A trial sponsor has made an inquiry regarding a study approved by our EC, which is now closed. The sponsor would like to retrieve information from the medical records of patients who were early terminated from the study. This information is required to assist the sponsor in their response to questions from the regulatory authorities. Does this request require EC review? Would subjects need to be re-consented for this data collection?

As the study has been closed, and the sponsor needs additional information from the patient’s medical records that was not part of the study protocol, this additional data collection would be subject to EC review.

The subjects would need to be re-consented for this data collection as this is a new data collection that was not part of their informed consent

How do we determine conflict of interest for membership of EC?

In an institutional EC, all members except the independent member – chairperson -  who is from outside the institute, will by definition, have some conflict of interest since all will have a vested interest in the functioning of the institution where they are employed. However, individuals with a vested interest in a specific study - clinical investigators, sub-investigators, study staff, and spouses of all such study staff - would be considered to have a conflict large enough to require them to recuse themselves from any decisions on the study if they are a member of the EC. For all other real or potential conflicts, it is up to the discretion of the EC and/or the institution. The EC/ institution should have written policy/SOP for handling issues of conflict of interest.
 
In the absence of some documents, information/statements in the study protocol can EC accord conditional approval and allow them to submit the study protocol to CDSCO for approval?

The term conditional approval does not exist in regulations/ Schedule Y. When the EC gives conditional approval, it requires that the investigator should obtain regulatory approval before initiating the trial.

If any documents are not submitted/corrected, the EC cannot give approval. However, if an EC gives conditional approval, when some documents are not submitted/corrected, the letter of conditional approval is not valid for regulatory approval.

In practical terms, as the DCGI does not insist on submitting EC approval as part of the regulatory submission, the sponsor can submit regulatory application without waiting for EC approval.

Can CDSCO issue show cause notice to EC chairman in the first instance itself even without asking once before regarding discrepancies in the study protocol? What will be the type of action taken by CDSCO explanation given by EC is not satisfactory?

EC registration (122DD) stipulates as follows:
If the Ethics Committee fails to comply with any of the conditions of registration, the Licensing Authority may, after giving an opportunity to show cause why such an order should not be passed, by an order in writing stating the reasons therefore, suspend or cancel the registration of the Ethics Committee for such period as considered necessary.

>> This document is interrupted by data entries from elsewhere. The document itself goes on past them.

PR #728, opened 2020-03-28
lib/babe: check whether block producer has equivocated

### LINKED ISSUE #553: BABE: check whether block producer has equivocated
in `verifyAuthorshipRight` in BABE, we need to check whether the block producer has equivocated for that block (ie. produced multiple blocks with the same number, or blocks that otherwise conflict) 
will need to connect BABE to the blocktree for this.

thomasmodeneis:
## Changes
-  fixed other minors on related tests and other small code review
- init impl for VerifyHeaderValid 
- 

## Tests:
```
go test ./lib/babe/... -test.run ^TestVerifyAuthorshipRight$
```

### Issues:
closes #553


lib/blocktree/blocktree.go
```diff
@@ -68,6 +69,28 @@ func (bt *BlockTree) GenesisHash() Hash {
...
+		return err
+	}
+
+	// Check if it already exists
+	n := bt.getNode(header.Hash())
+	if n != nil {
+		return fmt.Errorf("cannot add block to blocktree that already exists: hash=%s", n.hash)
+	}
+
+	return nil
```
noot: this seems to be a duplicate of blocktree.AddNode? 

also, you shouldn't add the block to the blocktree when verifying, and it's not actually possible to complete the verification from the blocktree, since you need the block digests. change this to a function that calculates the depth of the block you want to add with `bt.getNode(parentHash).depth` and return the hashes of all other nodes with the same depth

lib/blocktree/leaves.go
```diff
@@ -40,7 +40,7 @@ func (ls leafMap) deepestLeaf() *node {
 		if max.Cmp(n.depth) < 0 {
 			max = n.depth
 			dLeaf = n
-		} else if max.Cmp(n.depth) == 0 && n.arrivalTime > dLeaf.arrivalTime {
+		} else if max.Cmp(n.depth) == 0 && n.arrivalTime > dLeaf.arrivalTime { // TODO: arrivalTime may lead to nil pointer ?
```
noot: the nodes in leafMap should never be nil

lib/blocktree/blocktree.go
thomasmodeneis: I addressed the point mentioned, still I am not sure if this is correct. Could you please review it again ? :)

lib/babe/verify.go
```diff
@@ -109,6 +110,23 @@ func (b *Session) verifyAuthorshipRight(slot uint64, header *types.Header) (bool
...
+	}
+
+	for key, v := range hashes {
+		//get header
+		h, err := b.blockState.GetHeader(key)
+		if err != nil {
+			return false, fmt.Errorf("could not verify digests, key %s, depth, %d", key, v)
+		}
+		//compare digest
+		if reflect.DeepEqual(h.Digest, header.Digest) {
```
noot: you need to look at the Seal digest specifically, which should be the last item in the Digest array

lib/babe/verify.go
```diff
@@ -109,6 +110,23 @@ func (b *Session) verifyAuthorshipRight(slot uint64, header *types.Header) (bool
...
+			return false, fmt.Errorf("duplicated digest")
```
noot: don't need to return an error, just `false`

lib/blocktree/blocktree.go
```diff
@@ -68,6 +70,50 @@ func (bt *BlockTree) GenesisHash() Hash {
 	return bt.head.hash
 }
 
+// GetAllHashesForParentDepth will get all hashes with the same dept for a given header
+func (bt *BlockTree) GetAllHashesForParentDepth(header *types.Header) (map[common.Hash]*big.Int, error) {
```
noot: the name of this is a confusing, you should be getting all the hashes at the same depth as the header you pass in

lib/blocktree/blocktree.go
```diff
@@ -68,6 +70,50 @@ func (bt *BlockTree) GenesisHash() Hash {
...
+	hashes := map[common.Hash]*big.Int{}
+
+	parent := bt.getNode(header.ParentHash)
+	if parent == nil {
+		err := fmt.Errorf("cannot find parent block in blocktree")
+		log.Error("Could not getNode for ParentHash", "header.ParentHash", header.ParentHash, "err", err)
+		return hashes, err
+	}
+
+	for _, child := range bt.head.children {
```
noot: how does this work? it isn't recursive so it won't go past depth 1 of the tree

lib/blocktree/blocktree.go
```diff
@@ -68,6 +70,50 @@ func (bt *BlockTree) GenesisHash() Hash {
...
+		if child.depth.Cmp(parent.depth) == -1 {
+			log.Debug("breaking range bt.head.children", "child.hash", child.hash.String(), "child.depth", child.depth)
```
noot: this should never be the case, child depth should always be greater than parent

lib/blocktree/blocktree.go
```diff
@@ -68,6 +70,50 @@ func (bt *BlockTree) GenesisHash() Hash {
...
+			break
+		} else if child.depth.Cmp(parent.depth) == 0 {
```
noot: same with this case, child depth should always be greater than parent. this is also comparing `header`'s parent to the children of the blocktree's head(root node) which doesn't really make sense

lib/blocktree/blocktree.go
```diff
@@ -68,6 +70,50 @@ func (bt *BlockTree) GenesisHash() Hash {
...
+				hashes[child.hash] = parent.depth
+			}
+		}
+
+		hashes = bt.getHashes(child, hashes)
+	}
+	return hashes, nil
+}
+
+func (bt *BlockTree) getHashes(n *node, hashes map[common.Hash]*big.Int) map[common.Hash]*big.Int {
```
noot: I'm not sure what this is doing, but you don't need to return a map, an array of hashes is all you need. since all the nodes should be at the same depth

dot/core/state.go
```diff
@@ -33,6 +33,7 @@ type BlockState interface {
 	BestBlock() (*types.Block, error)
 	SubChain(start, end common.Hash) ([]common.Hash, error)
 	AddBlock(*types.Block) error
+	GetAllHashesForParentDepth(*types.Header) (map[common.Hash]*big.Int, error)
```
noot, line 36: name is unclear, we are getting nodes at the same depth as the provided header.

should also return just an array of hashes, not a map

lib/babe/verify.go
thomasmodeneis: outdated

lib/babe/verify.go
thomasmodeneis: well, if I dont return a error how can I test that it happened?

lib/blocktree/blocktree.go
thomasmodeneis: outdated

lib/blocktree/blocktree.go
thomasmodeneis: outdated

lib/blocktree/blocktree.go
thomasmodeneis: outdated

dot/core/state.go
thomasmodeneis: updated

lib/blocktree/blocktree.go
thomasmodeneis: is it ? I was thinking that the bt.head was the genesis, and all its children are then all the blocks following it. Do you have any other suggestions ?

noot: no, the children aren't the blocks that follow it sequentially, the children are the blocks that all have the block as the parent hash. the head isn't necessarily the genesis, right now it is only because we don't have finality. I will take a look at everything and see how this works

lib/babe/build_test.go
```diff
@@ -61,36 +61,43 @@ func TestSeal(t *testing.T) {
...
+		if outAndProof == nil {
+			t.Fatal("proof was nil when over threshold")
+		}
+
+		babesession.slotToProof[slotNumber] = outAndProof
 	}
 
-	babesession.slotToProof[slotNumber] = outAndProof
+	//t.Log(babesession.authorityData[0].ID.Encode())
+	//t.Log(babesession.keypair.Public().Encode())
```
noot, line 84: remove

lib/babe/verify.go
```diff
@@ -109,6 +112,54 @@ func (b *Session) verifyAuthorshipRight(slot uint64, header *types.Header) (bool
...
 	}
 
-	// TODO: check if the producer has equivocated, ie. have they produced a conflicting block?
+	// #553 check if the producer has equivocated, ie. have they produced a conflicting block?
+	hashes, err := b.blockState.GetAllHashesForParentDepth(header)
+	if err != nil {
+		return false, err
+	}
+
+	log.Debug("Got AllHashesForParentDepth", "len(hashes)", len(hashes))
```
noot, line 121: remove

lib/babe/verify.go
```diff
@@ -109,6 +112,54 @@ func (b *Session) verifyAuthorshipRight(slot uint64, header *types.Header) (bool
...
+
+	for key, v := range hashes {
+		//get header
+		currentHeader, err := b.blockState.GetHeader(key)
+		if err != nil {
+			return false, fmt.Errorf("could not verify digests, key %s, depth, %d", key, v)
```
noot, line 127: maybe don't error but just `continue` instead.

lib/babe/verify.go
```diff
@@ -109,6 +112,54 @@ func (b *Session) verifyAuthorshipRight(slot uint64, header *types.Header) (bool
...
+		}
+
+		//compare digest
+		currentBlockProducerIndex := getBlockProducerIndex(currentHeader)
+		existingBlockProducerIndex := babeHeader.BlockProducerIndex
+
+		log.Debug("compare Digest", "currentBlockProducerIndex", currentBlockProducerIndex,
```
noot, line 134: remove or change to trace

lib/babe/verify.go
```diff
@@ -109,6 +112,54 @@ func (b *Session) verifyAuthorshipRight(slot uint64, header *types.Header) (bool
...
+			"existingBlockProducerIndex", existingBlockProducerIndex)
+
+		if reflect.DeepEqual(currentBlockProducerIndex, existingBlockProducerIndex) {
+			return false, fmt.Errorf("duplicated SealDigest")
```
noot, line 138: I don't think reflect is needed for the comparison, but it doesn't hurt. also, the error message should say "block producer equivocated" or something like that

lib/babe/verify.go
```diff
@@ -109,6 +112,54 @@ func (b *Session) verifyAuthorshipRight(slot uint64, header *types.Header) (bool
...
+
 	return true, nil
 }
+
+func getBlockProducerIndex(header *types.Header) (blockProducerIndex uint64) {
+	preDigestBytes := header.Digest[0]
+
+	digestItem, err := types.DecodeDigestItem(preDigestBytes)
+	if err != nil {
+		return
```
noot, line 150: return error in this function, otherwise if there is an error it will return 0 which looks correct

lib/babe/verify_test.go
```diff
@@ -84,23 +92,79 @@ func TestVerifySlotWinner(t *testing.T) {
...
-		t.Fatal(err)
+	testsCases := []struct {
+		description                     string
+		parentHeader                    *types.Header
+		expectedErr                     error
+		authorshipRight                 bool
+		expectedErrAfterAuthorshipRight error
+	}{
+		{
+			description:                     "test verify block with existing parent",
```
noot, line 103: I'm not sure what this description means? we don't need to test the `AddBlock` function here

lib/blocktree/blocktree.go
noot: this name of this doesn't correctly explain what this function should do, also it doesn't need to return a map, just an array of hashes

lib/blocktree/blocktree.go
```diff
@@ -69,6 +71,37 @@ func (bt *BlockTree) GenesisHash() Hash {
...
+			"bt.head.children", len(bt.head.children))
+
+		if child.depth.Cmp(parentDepthPlusOne) == 0 {
+			if hashes[child.hash] == nil {
+				log.Debug("adding child.hash", "child.hash", child.hash.String(), "child.depth", child.depth)
+				hashes[child.hash] = child.depth
+			}
+		}
+	}
+	return hashes, nil
```
noot, line 102: I don't think this function returns all nodes with the same depth. there might be multiple branches of the tree with nodes with the same depth, the nodes that are children of the parent arent necessarily all the nodes at that depth.

also, I'm not sure why you need to return a map. I think an array of hashes is sufficient

lib/babe/build_test.go
thomasmodeneis: done

lib/babe/verify.go
thomasmodeneis: done

lib/babe/verify.go
ryanchristo: would be nice to log error as debug if you continue as noot suggests

thomasmodeneis: ok

lib/babe/verify.go
thomasmodeneis: ops, reflect was required before but now just a simple `==` would work as well. Also updated err to `block producer equivocated` as suggested.

lib/babe/verify.go
thomasmodeneis: ok

lib/babe/verify.go
thomasmodeneis: ok

lib/babe/verify_test.go
thomasmodeneis: oh, well when I started this PR, the test was using a block parent that was not persisted into the database. 
There are then two tests now, the old one: `test verify block with not existing parent` that should fail with `cannot find parent block in blocktree` and then the new one for the new testcase: `test verify block with existing parent` that does not fail with that error on that step, but should fail further on with `block producer equivocated`.

lib/blocktree/blocktree.go
thomasmodeneis: I am returning a map to avoid duplicated results, since using a array would potentially cause duplicated results...

lib/blocktree/blocktree.go
thomasmodeneis: true, removed

lib/blocktree/blocktree.go
thomasmodeneis: right, that makes more sense...you are right, I updated it a bit to reflect this line of thinking, could you please check again ? :)

lib/blocktree/blocktree.go
noot: there shouldn't be any duplicated results, since you can't add a block to the blocktree if a block with that hash is already in it

lib/babe/verify_test.go
noot: okay, I don't think it's really necessary to test but it's ok to leave it in

lib/babe/verify.go
```diff
@@ -24,6 +24,8 @@ import (
 	babetypes "github.com/ChainSafe/gossamer/lib/babe/types"
 )
 
+var ErrProducerEquivocated = fmt.Errorf("block producer equivocated")
```
ryanchristo, line 27: should we start an `errors.go` file for the babe package?

lib/babe/verify_test.go
```diff
@@ -104,3 +97,61 @@ func TestVerifyAuthorshipRight(t *testing.T) {
...
+
+	err = babesession.blockState.AddBlock(block2)
+	if err != nil {
+		t.Fatal(err)
+	}
+
+	ok, err = babesession.verifyAuthorshipRight(slotNumber, block2.Header)
+	require.NotNil(t, err)
+	require.False(t, ok)
+	require.Equal(t, ErrProducerEquivocated, err)
```
ryanchristo, line 156: this is nice, we should definitely try to adopt this throughout our tests

lib/blocktree/blocktree_test.go
```diff
@@ -158,7 +163,9 @@ func TestBlockTree_Subchain(t *testing.T) {
 	}
 
 	extraBlock.Header.Hash()
-	bt.AddBlock(extraBlock, 0)
+	err := bt.AddBlock(extraBlock, 0)
+	//TODO are we really expecting a err here ?
```
ryanchristo, line 167: ?

noot: will remove

lib/babe/verify.go
noot: probably, I can move the errors from this file into an errors.go

lib/blocktree/blocktree.go
```diff
@@ -133,6 +100,39 @@ func (bt *BlockTree) AddBlock(block *types.Block, arrivalTime uint64) error {
...
+	if bt.head.depth.Cmp(depth) == 0 {
+		hashes = append(hashes, bt.head.hash)
+		return hashes
+	}
+
+	return bt.head.getNodesWithDepth(depth, hashes)
+}
+
+// getNodesWithDepth returns all descendent nodes with the desired depth
+func (n *node) getNodesWithDepth(depth *big.Int, hashes []common.Hash) []common.Hash {
```
thomasmodeneis: are you sure that a func for  (n *node) should be together with others for (bt *BlockTree) in the same file ?

noot: it's been moved

thomasmodeneis: oh cool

I had a doubt with regard to DCGI submission. EC has conditionally approved 1st  version of a protocol subject to some changes. We had to amend the protocol two times and resubmit to EC for approval. Now which version needs to be submitted to DCGI? Should it be the 1st version or final version which has EC approval?

If you plan to submit a clinical trial application after EC approval, it is advisable to submit final version of protocol approved by the EC.